Friday, February 20, 2026

Old Dogs

 The other day I came across a YouTube video which appeared to have been made by George Will.  I found the message inspiring and immediately forwarded the link to friends.

No sooner did that link make the rounds when the smell of a rat reached the nose of my friend Bill, who for the nth time pointed out to me that I had been suckered.  I'd like to say that I've learned my lesson, but the sheer number of times I've been taken in by these faux reports indicates that that remains to be seen.  Meanwhile, all I can do is hope my friends have a greater capacity for checking for veracity than I do and a greater inclination to do so.  To my chagrin, I have to conclude that my e-mail messages should carry the warning: DO NOT TAKE THIS POST SERIOUSLY UNTIL YOU HAVE VERIFIED THIS INFORMATION.  With that, of course, I need to accept responsibility to be less quick at the draw when it comes to passing on "information."

In my naiveté, I wondered aloud to Bill why anyone would want to milk the progressive left like that. Why make the effort to provide hope and encouragement for your opponents?  Bill wrote back immediately that it must be that YouTube financially rewards those who get the most viewers, and they know that we on the side of resistance to the trump phenomenon are easy pickins.
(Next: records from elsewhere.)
Issue #2463, opened 2026-01-27
Have man bring up FB on library/tedit/docs/ and library/sketch/docs/


rmkaplan:
We don't have a DINFO index or the sources for the sketch and tedit documentation, but now we are now distributing the pdfs.

It would be nice if

man tedit
man sketch

At least brought up the filebrowser on the library/--/docs/ directories.  The See command would then show selected files in external windows.

Looks like an extension to GENERIC.MAN.LOOKUP, parallel to the commonLisp lookup, but I'm not sure.

pamoroso:
Does PR #2468 supersede this issue?

rmkaplan:
Yes

PR #2468, opened 2026-01-28
man tedit and man sketch

rmkaplan:
I took a stab at extending HELPSYS so that it will show the various pdf files in the library/sketch/docs and library/tedit/docs/ directories.  It uses ShellOpen to bring up the directory windows on the desktop instead of using FILEBROWSER in Medley.  Works on the Mac, don't know about other platforms.

Address #2463


pamoroso:
On Linux `MAN TEDIT` and `MAN SKETCH` open the system file manager on the corresponding directory of the local Medley source tree, here it is for TEdit:

tedit-man

From there I can double-click on a document to open it.

But what if the user doesn't have the source tree locally? Wouldn't it be better to call `ShellBrowse` on https://files.interlisp.org/medley/library/tedit/docs/?

pamoroso:
On the other hand a local installation of Medley includes the relevant files, so it can probably be assumed they are available.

Which raises a number of questions. I'm a huge fan of YouTube, I've watched hundreds of hours of entertainment videos, piano concertos and the like, and can't imagine life without this great source of information and enrichment coming into my life. I've sung YouTube's praises any number of times. Now it appears even monkeys fall from trees, even YouTube is part of the great American willingness to sell out for big bucks.

That's all I want to say here. Tread softly.  Never mind the big stick; just tread cautiously.  Tomorrow may be another day, hopefully a better one (here you'll pardon me if I talk to myself for a minute).

But keep the lights on.

And this old dog will work harder at learning new tricks.